### Action item:
For each line in the data below that holds "SharedCellRendererProps", return a copy.

[[ Records shown, beginning ]]

PR #2416, opened 2021-05-20
Tweak codecov config

nstepien:
https://docs.codecov.io/docs/codecovyml-reference

### DIFF
--- a/.github/codecov.yml
+++ b/.github/codecov.yml
@@ -9,7 +9,7 @@ coverage:
 # https://docs.codecov.io/docs/pull-request-comments
 comment:
   layout: 'diff, files'
-  require_changes: false
+  require_changes: true
 
 # https://docs.codecov.io/docs/node
 parsers:
--- a/.github/codecov.yml
+++ b/.github/codecov.yml
@@ -1,6 +1,6 @@
 comment:
   layout: 'diff, files'
-  require_changes: true
+  require_changes: false
 
 parsers:
   javascript:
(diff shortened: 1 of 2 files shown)


.github/codecov.yml
```diff
@@ -1,7 +1,17 @@
+# https://docs.codecov.io/docs/commit-status
+coverage:
+  status:
+    project:
+      default:
+        informational: true
+    patch: off
```
nstepien, line 7: Annotations are a bit overkill, so I've disabled them with `patch: off`, and I don't think we care too much about the coverage of a PR's diff.

image

image

image

.github/codecov.yml
```diff
@@ -1,7 +1,17 @@
+# https://docs.codecov.io/docs/commit-status
+coverage:
+  status:
+    project:
+      default:
+        informational: true
```
nstepien, line 6: This will keep the status green, even if we drop coverage %, so it's less annoying.

image

.github/codecov.yml
```diff
@@ -1,7 +1,17 @@
...
+    patch: off
+
+# https://docs.codecov.io/docs/pull-request-comments
 comment:
-  layout: 'reach, diff, files'
+  layout: 'diff, files'
```
nstepien, line 11: `reach` isn't super pertinent IMO

image

amanmahajan7 (approved):
LGTM

PR #2418, opened 2021-05-21
Clean up generics

nstepien:


src/Cell.tsx
```diff
@@ -127,6 +127,6 @@ function Cell<R, SR>(
   );
 }
 
-export default memo(forwardRef(Cell)) as <R, SR = unknown>(
+export default memo(forwardRef(Cell)) as <R, SR>(
```
nstepien, line 130: I don't think we need a default here: we need to pass a `column` prop, which will allow TS to infer the `SR` from it, so it should be fine.

image

This also applies to other components in this PR like `Row` and `TextEditor`.

src/types.ts
```diff
@@ -1,4 +1,3 @@
-/* eslint-disable @typescript-eslint/no-explicit-any */
```
nstepien, line 1: 👍

src/types.ts
```diff
@@ -74,15 +73,15 @@ export interface Position {
   rowIdx: number;
 }
 
-export interface FormatterProps<TRow = any, TSummaryRow = any> {
+export interface FormatterProps<TRow, TSummaryRow = unknown> {
```
nstepien, line 76: I think it's fair to at least ask for `TRow`. Users can still use `<unknown>` or `<any>` if they really want to.

amanmahajan7 (approved):
Nice 👍

PR #2419, opened 2021-05-21
Add missing parameter type to cellRef in EditCell

nstepien:
I guess TS allowed it because the type `any` got inferred by `useCallback` 🤷‍♂️


src/hooks/useViewportRows.ts
```diff
@@ -2,7 +2,7 @@ import { useMemo } from 'react';
 import { ceil, floor, max, min } from '../utils';
 import type { GroupRow, GroupByDictionary, RowHeightArgs } from '../types';
 
-const RENDER_BACTCH_SIZE = 8;
```
amanmahajan7, line 5: We made so many changes to this hook and never caught it 😄

amanmahajan7 (approved):

PR #2420, opened 2021-05-21
Merge EditorContainer into EditCell + cleanups

nstepien:
-1 div!


src/EditCell.tsx
```diff
@@ -1,37 +1,38 @@
...
-import type { CellRendererProps, SharedEditorProps, Omit } from './types';
+import type { CellRendererProps, SharedEditorProps } from './types';
 
 const cellEditing = css`
   padding: 0;
 `;
 
-const cellEditingClassname = `rdg-cell-editing ${cellEditing}`;
+// TODO: remove 1 of the two classes
+const cellEditingClassname = `rdg-cell-editing rdg-editor-container ${cellEditing}`;
```
nstepien, line 14: WDYT? We have some internal code depending on both class names at the moment.

src/EditCell.tsx
```diff
@@ -1,37 +1,38 @@
...
   CellRendererProps<R, SR>,
   'rowIdx' | 'row' | 'column' | 'colSpan'
 >;
 
-interface EditCellProps<R, SR>
-  extends SharedCellRendererProps<R, SR>,
-    Omit<React.HTMLAttributes<HTMLDivElement>, 'style' | 'children'> {
+interface EditCellProps<R, SR> extends SharedCellRendererProps<R, SR> {
   editorProps: SharedEditorProps<R>;
+  onKeyDown: Required<React.HTMLAttributes<HTMLDivElement>>['onKeyDown'];
```
nstepien, line 23: `EditCell` is a strictly internal component with only specific props.

src/EditCell.tsx
```diff
@@ -41,30 +42,31 @@ export default function EditCell<R, SR>({
...
   );
 
-  function getCellContent() {
-    if (dimensions === null) return;
-    const { scrollTop: docTop, scrollLeft: docLeft } =
-      document.scrollingElement ?? document.documentElement;
-    const { left, top } = dimensions;
-    const gridLeft = left + docLeft;
-    const gridTop = top + docTop;
+  let content;
```
nstepien, line 51: I prefer doing this over having a function that is only ever called once, unconditionally.

src/EditCell.tsx
```diff
@@ -1,37 +1,38 @@
...
   column,
   colSpan,
   row,
   rowIdx,
-  editorProps,
-  ...props
+  onKeyDown,
+  editorProps
 }: EditCellProps<R, SR>) {
   const [dimensions, setDimensions] = useState<{ left: number; top: number } | null>(null);
```
nstepien, line 34: Really wonder if we still need this

amanmahajan7: I think this was needed when we were rendering the whole editor in a portal. I am okay with removing them add them back if needed.

src/EditCell.tsx
amanmahajan7: Should we also flatten the props and removed `editorProps`?

src/EditCell.tsx
amanmahajan7: I think we can remove one if possible

amanmahajan7 (dismissed):

stories/demos/components/Editors/SelectEditor.tsx
```diff
@@ -27,13 +20,13 @@ export function SelectEditor({
       styles={{
         control: (provided) => ({
           ...provided,
-          height: rowHeight - 1,
+          height: 'var(--row-height)',
```
amanmahajan7, line 23:
```suggestion
          height: 'calc(var(--row-height) - 1)',
```

image

We can probably remove this editor completely

amanmahajan7 (dismissed):

amanmahajan7 (approved):

PR #2765, opened 2021-12-15
Add `TreeDataGrid` component

amanmahajan7:
Any new feature that we add to RDG must work with all the existing features and that makes a grid component quite complex.
For grouping feature we added many `isGroupRow` checks and updated `utils/hooks`. So the logic was spread and this increased the complexity of the codebase, It also makes it harder to improve grouping feature. This has also lead to bugs for example `Shift + Space` does not select the group row at the moment. 

With the new `TreeGridComponent`, all the grouping logic is moved to one place and we have more control over props. For example all the grouping props are now required and `onFill` is not supported so it is removed from `TreeDataGridProps`. It does not matter much but it will also reduce the bundle size if you are only using `DataGrid`.

I think in general this should improve maintainability and stability. Let me know wdyt and if you see any disadvantages with the new approach.


amanmahajan7:
Dependent on https://github.com/adazzle/react-data-grid/pull/2833 and https://github.com/adazzle/react-data-grid/pull/3117

src/DataGrid.tsx
```diff
@@ -88,7 +87,13 @@ export interface DataGridHandle {
 
 type SharedDivProps = Pick<
   React.HTMLAttributes<HTMLDivElement>,
-  'aria-label' | 'aria-labelledby' | 'aria-describedby' | 'className' | 'style'
+  | 'role'
+  | 'aria-label'
+  | 'aria-labelledby'
+  | 'aria-describedby'
+  | 'aria-rowcount'
```
amanmahajan7, line 94: `aria-rowcount` can be useful for paginated grid also

src/DataGrid.tsx
```diff
@@ -141,10 +146,6 @@ export interface DataGridProps<R, SR = unknown, K extends Key = Key> extends Sha
   sortColumns?: Maybe<readonly SortColumn[]>;
   onSortColumnsChange?: Maybe<(sortColumns: SortColumn[]) => void>;
   defaultColumnOptions?: Maybe<DefaultColumnOptions<R, SR>>;
-  groupBy?: Maybe<readonly string[]>;
```
amanmahajan7, line 144: Most of the grouping logic has been removed from `DataGrid` to `TreeDataGrid`. The only thing remining is row focus logic

src/TreeDataGrid.tsx
```diff
@@ -0,0 +1,428 @@
...
+) {
+  const defaultRenderers = useDefaultRenderers<R, SR>();
+  const rawRenderRow = renderers?.renderRow ?? defaultRenderers?.renderRow ?? defaultRenderRow;
+  const headerAndTopSummaryRowsCount = 1 + (props.topSummaryRows?.length ?? 0);
+  const isRtl = props.direction === 'rtl';
+  const leftKey = isRtl ? 'ArrowRight' : 'ArrowLeft';
+  const rightKey = isRtl ? 'ArrowLeft' : 'ArrowRight';
+  const toggleGroupLatest = useLatestFunc(toggleGroup);
+
+  const { columns, groupBy } = useMemo(() => {
```
amanmahajan7, line 69: Extracted from `useCalculatedColumns`. Now we run an extra loop for columns. I don't think it should be an issue.

src/TreeDataGrid.tsx
```diff
@@ -0,0 +1,428 @@
...
+          renderGroupCell: column.renderGroupCell ?? renderToggleGroup,
+          editable: false
+        };
+      }
+    }
+
+    return { columns, groupBy };
+  }, [rawColumns, rawGroupBy]);
+
+  const [groupedRows, rowsCount] = useMemo(() => {
```
amanmahajan7, line 105: Extracted from `useViewportRows`

src/TreeDataGrid.tsx
```diff
@@ -0,0 +1,428 @@
...
+          return [parentRow, i] as const;
+        }
+      }
+
+      return undefined;
+    },
+    [isGroupRow, rows]
+  );
+
+  const rowKeyGetter = useCallback(
```
amanmahajan7, line 210: Added a wrapper so we can get keys for group and regular row

src/TreeDataGrid.tsx
```diff
@@ -0,0 +1,428 @@
...
+        if (isGroupRowSelected) {
+          selectedRows.add(row.id);
+        }
+      }
+    }
+
+    return selectedRows;
+  }, [isGroupRow, rawRowKeyGetter, rawSelectedRows, rows]);
+
+  function onSelectedRowsChange(newSelectedRows: Set<Key>) {
```
amanmahajan7, line 252: Select/unselect regular rows when group row selection changes

src/TreeDataGrid.tsx
```diff
@@ -0,0 +1,428 @@
...
+        const groupIndex = childRows.indexOf(row);
+        return startRowIndex + groupIndex + 1;
+      }
+
+      return rows.indexOf(row);
+    },
+    [getParentRowAndIndex, isGroupRow, rawRowKeyGetter, rows]
+  );
+
+  const selectedRows = useMemo((): Maybe<ReadonlySet<Key>> => {
```
amanmahajan7, line 232: Select group rows based on regular rows

src/TreeDataGrid.tsx
```diff
@@ -0,0 +1,428 @@
...
+    // If a group row is focused, and it is collapsed, move to the parent group row (if there is one).
+    if (idx === -1 && event.key === leftKey && !row.isExpanded && row.level !== 0) {
+      const parentRowAndIndex = getParentRowAndIndex(row);
+      if (parentRowAndIndex !== undefined) {
+        event.preventGridDefault();
+        selectCell({ idx, rowIdx: parentRowAndIndex[1] });
+      }
+    }
+
+    if (isCtrlKeyHeldDown(event) && (event.keyCode === 67 || event.keyCode === 86)) {
```
amanmahajan7, line 313: Copy/paste is not allowed on a group row

godon019:
what are the reasonings for separating the grouping(tree) feature from DataGrid?

godon019:
thank you for the explanation! it makes sense to separate complex logic. and easy to understand the codebase
now we are wrapping the DataGrid with Grouping.
and what are you thinking if we have another complex logic?
do we want to wrap on top of each other if user need both complex features together?

amanmahajan7:
> and what are you thinking if we have another complex logic?
do we want to wrap on top of each other if user need both complex features together?

I think it depends. We need to decide what are the core grid features and based on that make a decision. In general I think composing components help with maintainability

nstepien (commented):
Partial review

src/DataGrid.tsx
```diff
@@ -990,55 +908,19 @@ function DataGrid<R, SR, K extends Key>(
...
-            isRowSelected={isGroupRowSelected}
-            selectGroup={selectGroupLatest}
-            toggleGroup={toggleGroupLatest}
-          />
-        );
-        continue;
-      }
-
-      startRowIndex++;
       let key;
```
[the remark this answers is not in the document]
amanmahajan7: I tried earlier but does not work

image
image

src/hooks/useCalculatedColumns.ts
```diff
@@ -114,10 +94,6 @@ export function useCalculatedColumns<R, SR>({
     columns.forEach((column, idx) => {
```
godon019, line 94: what do you think about using `for...of` instead here?

src/GroupRow.tsx
```diff
@@ -42,43 +24,47 @@ const groupRow = css`
...
+  className,
   row,
-  gridRowStart,
-  height,
-  level,
-  isExpanded,
+  rowIdx,
+  viewportColumns,
   selectedCellIdx,
+  lastFrozenColumnIndex,
```
godon019, line 38: do we need this prop?

src/TreeDataGrid.tsx
```diff
@@ -0,0 +1,428 @@
...
+    const expandGroup = (
+      rows: GroupByDictionary<R> | readonly R[],
+      parentId: string | undefined,
+      level: number
+    ): void => {
+      if (isReadonlyArray(rows)) {
+        flattenedRows.push(...rows);
+        return;
+      }
+      Object.keys(rows).forEach((groupKey, posInSet, keys) => {
```
godon019, line 148: what do you think about using `for...of` here?

godon019 (commented):
a few comments

src/DataGrid.tsx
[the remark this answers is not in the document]
nstepien: This seems to work
```suggestion
      let key: K | number = rowIdx;
```

test/grouping.test.tsx
nstepien, line 1: Should we rename this file to `TreeDataGrid.tests.tsx`?

test/grouping.test.tsx
```diff
@@ -141,22 +133,20 @@ function getHeaderCellsContent() {
 }
 
 test('should not group if groupBy is not specified', () => {
```
nstepien, line 135:
```suggestion
test('should not group if groupBy is empty', () => {
```

src/hooks/useCalculatedColumns.ts
amanmahajan7: We need the index and can use `column.entries` but I think `forEach` is fine.

src/TreeDataGrid.tsx
amanmahajan7: Here we need access to the array ( `keys`) itself

src/GroupRow.tsx
amanmahajan7: Good catch. Does not look like it is needed on the group row

src/GroupRow.tsx
```diff
@@ -42,43 +24,49 @@ const groupRow = css`
...
     <RowSelectionProvider value={isRowSelected}>
       <div
         role="row"
-        aria-level={level}
-        aria-expanded={isExpanded}
+        aria-level={row.level + 1} // aria-level is 1-based
+        aria-setsize={row.setSize}
+        aria-posinset={row.posInSet + 1} // aria-posinset is 1-based
+        aria-expanded={row.isExpanded}
+        key={row.id}
```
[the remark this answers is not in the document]
amanmahajan7: Probably for performance. Each group does have a uniqueId.

src/TreeDataGrid.tsx
```diff
@@ -0,0 +1,430 @@
...
+        return -1;
+      }
+      if (rawGroupBy.includes(bKey)) return 1;
+
+      // Sort other columns last:
+      return 0;
+    });
+
+    const groupBy: string[] = [];
+    for (const [index, column] of columns.entries()) {
```
nstepien, line 89: 🤷‍♂️ 
```suggestion
    for (let index = 0; index < columns.length; index++ ) {
      const column = columns[index];
```

src/TreeDataGrid.tsx
nstepien: I wonder if this can break anything that expect `rowKeyGetter` to be defined when the user didn't actually pass one

src/TreeDataGrid.tsx
```diff
@@ -0,0 +1,430 @@
...
+    if (rawSelectedRows == null) return null;
+
+    assertIsValidKeyGetter<R, K>(rawRowKeyGetter);
+
+    const selectedRows = new Set<Key>(rawSelectedRows);
+    for (const row of rows) {
+      if (isGroupRow(row)) {
+        const isGroupRowSelected = row.childRows.every((cr) =>
+          rawSelectedRows.has(rawRowKeyGetter(cr))
+        );
```
nstepien, line 242: Does this handle more than one level of nested rows?

src/TreeDataGrid.tsx
```diff
@@ -0,0 +1,430 @@
...
+    assertIsValidKeyGetter<R, K>(rawRowKeyGetter);
+
+    const newRawSelectedRows = new Set(rawSelectedRows);
+    for (const row of rows) {
+      const key = rowKeyGetter(row);
+      if (selectedRows?.has(key) && !newSelectedRows.has(key)) {
+        if (isGroupRow(row)) {
+          for (const cr of row.childRows) {
+            newRawSelectedRows.delete(rawRowKeyGetter(cr));
+          }
```
nstepien, line 264: Same as above

src/TreeDataGrid.tsx
```diff
@@ -0,0 +1,430 @@
...
+        } else {
+          newRawSelectedRows.delete(key as K);
+        }
+      } else if (!selectedRows?.has(key) && newSelectedRows.has(key)) {
+        if (isGroupRow(row)) {
+          for (const cr of row.childRows) {
+            newRawSelectedRows.add(rawRowKeyGetter(cr));
+          }
```
nstepien, line 272: And here

src/TreeDataGrid.tsx
```diff
@@ -0,0 +1,430 @@
...
+  return (
+    <DataGrid<R, SR, Key>
+      {...props}
+      role="treegrid"
+      aria-rowcount={
+        rowsCount + 1 + (props.topSummaryRows?.length ?? 0) + (props.bottomSummaryRows?.length ?? 0)
+      }
+      ref={ref}
+      columns={columns}
+      rows={rows as R[]} // TODO: check types
```
nstepien, line 409: Can we fix this TODO?
```suggestion
      rows={rows as readonly R[]} // TODO: check types
```

src/TreeDataGrid.tsx
amanmahajan7: Why is this preferred over `columns.entries()`

nstepien: Both are fine I guess, I'd expect the `for...let` loop to be more optimized though since it's an older pattern and doesn't create an iterator + an array on each iteration.
We can keep it as it is.

src/TreeDataGrid.tsx
amanmahajan7: It does as `row.childRows` contains all the raw rows within that group. So for example if we have 

```
groupLevel1
  - subGroupLevel1
    - row1
    - row2
  - subGroupLevel2
    - row3
```

Then 

```
groupLevel1,childRows == [row1, row2, row3]
subGroupLevel1,childRows == [row1, row2]
subGroupLevel2,childRows == [row3]
```

src/TreeDataGrid.tsx
amanmahajan7: Same here

nstepien (approved):

src/TreeDataGrid.tsx
amanmahajan7: I tried but it requires updating column definition. Let's think about grouping props and do it in a separate PR

nstepien (approved):

PR #2794, opened 2022-01-21
Remove lineHeight and use flex to vertically align items

amanmahajan7:
Blocker: `overflow: hidden; text-overflow: ellipsis;` does not work with `display: flex` without extra spans


nstepien (commented):
LGTM, just need to tweak the header filters demo

nstepien:
We can also center text vertically by removing the `line-height` on rows, and adding an empty pseudo-element in each cell like this.
image

This works because the pseudo-element will have the full height of the cell, and its text will be centered vertically, then the remaining text will be aligned on the baseline by default, thus following the centered text (if there was any).
I'm not sure how well this works with multi-line cells though.

amanmahajan7:
Closing this for now as it does not work as expected.

PR #2802, opened 2022-01-28
Fix column resize on header cell using colSpan

amanmahajan7:


src/HeaderCell.tsx
```diff
@@ -85,11 +85,25 @@ export default function HeaderCell<R, SR>({
       return;
     }
 
+    const colSpan = currentTarget.ariaColSpan;
```
nstepien, line 88:
```suggestion
    const colSpan = Number(currentTarget.ariaColSpan);
```

src/HeaderCell.tsx
```diff
@@ -85,11 +85,25 @@ export default function HeaderCell<R, SR>({
...
+
+    function getColSpanColumnsWidth() {
+      let colSpanColumnsWidth = 0;
+      if (colSpan === null) return colSpanColumnsWidth;
+      for (let index = 1; index < Number(colSpan); index++) {
+        // nextElementSibling won't be null as all the colSpan columns are rendered
+        colSpanColumnsWidth += currentTarget.nextElementSibling!.getBoundingClientRect().width;
```
nstepien, line 95: This just gets the next column's width
1. why? the next column is unrelated, it just doesn't work well
2. this won't work if there's no column on the right

Recording 2022-09-21 at 11 13 19

nstepien (changes requested):

src/HeaderCell.tsx
amanmahajan7: Yeah, this is not correct. I wanted to put this PR back to draft

Issue #2744, opened 2021-11-17
Pass rowIdx in Row to Cell and column formatter


adityatoshniwal:
## Use case 
I'm trying to add a column which shows row number. But there is no way currently. Currently I have to check the complete rows array and get the row index. This can be expensive for large number of rows.

## Proposed solution 
If the rowIdx prop of Row is passed to the Cell component and forwarded to column formatter, I can use the rowIdx to show the row number.
If required, I can raise the PR.

adityatoshniwal:
Even passing rowIdx to onRowClick can be helpful to get the selected cell position.

adityatoshniwal:
@amanmahajan7 @nstepien  The commit - https://github.com/adazzle/react-data-grid/commit/905074a0a4c171a8847703182ec923a618da1bec
has broken the working of having Context as suggested in #2844. It is not working anymore. How to pass extra data to Row formatters now ?

paustint:
I am overriding the default `SelectColumn` with my own checkbox, but my implementation requires a unique id. It would be really convenient if I could get access to the output of `rowKeyGetter` or the `rowIdx`. The data in my table is customer generated and dynamic, so I don't know what fields exist on each row, so I am unable to know what (if any) datapoints are unique on the row.

For now, the only thing I can think of is to modify the data in advance to add in my own rowIdx to the dataset, which is not ideal.

PR #2820, opened 2022-02-10
Allow columns selection

adityatoshniwal:
Hi Team,

First of all, thank you so much for this wonderful component.
I have implemented column selection, which will be selected/deselected by clicking on header cells. Multiple columns can be selected. The catch is, if we select any columns and then select rows using checkbox then columns will be de-selected and vice-versa. The purpose here is, allowing selected columns to be copied and pasted in a spreadsheet.
I have also added a demo page /columns-selection.

Can you please review ?

Thanks.

### DIFF
--- a/src/hooks/useGridDimensions.ts
+++ b/src/hooks/useGridDimensions.ts
@@ -20,6 +20,7 @@ export function useGridDimensions(): [
     const resizeObserver = new ResizeObserver(() => {
       // Get dimensions without scrollbars.
       // The dimensions given by the callback entries in Firefox do not substract the scrollbar sizes.
+      // https://bugzilla.mozilla.org/show_bug.cgi?id=1733042
       const { clientWidth, clientHeight } = gridRef.current!;
       // TODO: remove once fixed upstream
       // we reduce width by 1px here to avoid layout issues in Chrome


adityatoshniwal:
I will write the test cases once the code is reviewed.

adityatoshniwal:
I have also added change for #2744. Please review and let me know if I need to change anything.

adityatoshniwal:
I need this for pgAdmin data grid for SQL query output. I'm one of the dev of pgadmin.org.

adityatoshniwal:
Hi @amanmahajan7, I'll try to implement the way you suggested. But, how can I know in my ReactDataGrid caller which columns are selected ? That info is needed.

adityatoshniwal:
Hello @amanmahajan7 can you please confirm so that I can work on it ?

adityatoshniwal:
Hello @amanmahajan7, can you please ? It will save a lot of time.

amanmahajan7:
You should be able to do something like 

```
const [selectedColumns, setSelectedColumns] = useState(new Set());

const columns = useMemo(() => {
  return [
     { 
        key, 
        name, 
        headerRenderer(props) { return <div onClick={toggleSelectedColumn}><HeaderRenderer {...props}></div> } />
     ...
  ]
}, [...])
```
https://github.com/adazzle/react-data-grid/blob/main/website/demos/ColumnsReordering.tsx#L96

adityatoshniwal:
@amanmahajan7 Oh OK !! You mean there is no need to change the code and just use HeaderRenderer instead.
I'll give a try. Thanks. 👍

[[ Records shown, end ]]

### Exercise result:
-  extends SharedCellRendererProps<R, SR>,
+interface EditCellProps<R, SR> extends SharedCellRendererProps<R, SR> {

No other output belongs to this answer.